Future residents of the Colton Street housing project will be referred through the city’s Department of Homelessness and Supportive Housing’s Coordinated Entry Program.

The Colton Street project is part of a larger mixed-use development at 1629 Market St., known as the Plumbers Union Project.

In addition to the Colton Street complex, the Plumbers Union Project will also construct an additional 499 housing units across a total of six buildings on a 2.2-acre area facing Market Street and bordered by 12th, Brady and Colton streets.
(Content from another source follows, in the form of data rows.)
Issue #157, opened 2025-09-11
[Feature] [integrations][java] Add support for OllamaChatModel


twosom:
### Search before asking

- [x] I searched in the [issues](https://github.com/apache/flink-agents/issues) and found nothing similar.

## Summary
Add support for Ollama as a chat model provider in the `integrations/chat-models` module.

## Related Issue
#156 

### Are you willing to submit a PR?

- [x] I'm willing to submit a PR!

Issue #156, opened 2025-09-11
[Feature] Introduce new module `integrations`


twosom:
### Search before asking

- [x] I searched in the [issues](https://github.com/apache/flink-agents/issues) and found nothing similar.

## Summary
Add a new `integrations` module to Apache Flink Agents for external service integrations.

## Motivation
- Centralize integration logic for external services
- Keep core agent logic separate from integration-specific code
- Enable easy addition of new integrations (chat models, vector stores, etc.)

## Proposed Structure
```
flink-agents/
├── integrations/
│   ├── chat-models/          # LLM providers (OpenAI, Anthropic, etc.)
│   ├── vector-stores/        # Vector databases (maybe future)
│   └── data-connectors/      # Specialized connectors (maybe future)
```

### Are you willing to submit a PR?

- [x] I'm willing to submit a PR!

PR #162, opened 2025-09-11
[Feature][Integrations][java] Integration with OllamaChatModel

twosom:
Linked issue: #156, #157 

### Purpose of change

This PR introduces support for Ollama as a chat model provider in the `integrations/chat-models` module, enabling local LLM inference capabilities for Flink Agents.

### DIFF
--- a/integrations/chat-models/ollama/src/main/java/org/apache/flink/agents/integrations/chatmodels/ollama/OllamaChatModel.java
+++ b/integrations/chat-models/ollama/src/main/java/org/apache/flink/agents/integrations/chatmodels/ollama/OllamaChatModel.java
@@ -44,32 +44,13 @@ import java.util.stream.Collectors;
  * A chat model integration for Ollama powered by the ollama4j client.
  *
  * <p>This implementation adapts the generic Flink Agents chat model interface to Ollama's
- * conversation API. It supports: - Converting framework ChatMessage instances into Ollama message
- * format. - Optional tool/function registration using JSON schema metadata provided by BaseTool. -
- * Synchronous chat completion returning an assistant message as the result.
+ * conversation API.
  *
- * <p>See also BaseChatModel for the common resource abstractions and lifecycle.
+ * <p>See also {@link BaseChatModel} for the common resource abstractions and lifecycle.
  *
- * <p>Example usage (pattern taken from AgentWithOllamaExample):
+ * <p>Example usage:
  *
  * <pre>{@code
- * import org.apache.flink.agents.api.Agent;
- * import org.apache.flink.agents.api.InputEvent;
- * import org.apache.flink.agents.api.OutputEvent;
- * import org.apache.flink.agents.api.annotation.Action;
- * import org.apache.flink.agents.api.annotation.ChatModel;
- * import org.apache.flink.agents.api.chat.messages.ChatMessage;
- * import org.apache.flink.agents.api.chat.messages.MessageRole;
- * import org.apache.flink.agents.api.chat.model.BaseChatModel;
- * import org.apache.flink.agents.api.context.RunnerContext;
- * import org.apache.flink.agents.api.resource.ResourceType;
- * import org.apache.flink.agents.integrations.chatmodels.ollama.OllamaChatModel;
- *
- * import java.util.Collections;
- * import java.util.HashMap;
- * import java.util.List;
- * import java.util.Map;
- *
  * public class MyAgent extends Agent {
  *   // Register the chat model via @ChatModel metadata.
  *   @ChatModel
@@ -86,17 +67,6 @@ import java.util.stream.Collectors;
  *         List.of(String.class.getName(), String.class.getName(),
  *                String.class.getName(), List.class.getName()));
  *     return meta;
- *   }
- *
- *   // Use the chat model inside an action.
- *   @Action(listenEvents = {InputEvent.class})
- *   public static void process(InputEvent event, RunnerContext ctx) throws Exception {
- *     // IMPORTANT: use the name of the @ChatModel-annotated method ("ollama") as the resource name
- *     BaseChatModel chatModel =
- *         (BaseChatModel) ctx.getResource("ollama", ResourceType.CHAT_MODEL);
- *     ChatMessage response = chatModel.chat(
- *         Collections.singletonList(new ChatMessage(MessageRole.USER, (String) event.getInput())));
- *     ctx.sendEvent(new OutputEvent(response.getContent()));
  *   }
  * }
  * }</pre>


integrations/chat-models/ollama/src/main/java/org/apache/flink/agents/integrations/chatmodels/ollama/OllamaChatModel.java
```diff
@@ -0,0 +1,246 @@
...
+        try {
+            final List<OllamaChatMessage> ollamaChatMessages =
+                    messages.stream()
+                            .map(this::convertToOllamaChatMessages)
+                            .collect(Collectors.toList());
+
+            final OllamaChatResult ollamaChatResult =
+                    this.client.chat(this.modelName, ollamaChatMessages);
+
+            return ChatMessage.assistant(ollamaChatResult.getResponse());
```
wenjin272, line 211: Here we only extract the response content, but when response contains tool calls, we should also extract them to our ChatMessage.

twosom: > Here we only extract the response content, but when response contains tool calls, we should also extract them to our ChatMessage.

Thank you @wenjin272 

I'll quickly fix the part that returns ChatMessage and upload it.
Thank you.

Once completed, the project will also include a park, a plaza and 11,000 square-feet of retail space.

The project is privately and publicly funded and being developed by Strada Investment Group, Community Housing Partnership and the Plumbers and Pipefitters Union Local 38.

The project is part of Breed’s larger goal, the Homeless Recovery Plan, which aims to house some 6,000 homeless San Franciscans over the next two years.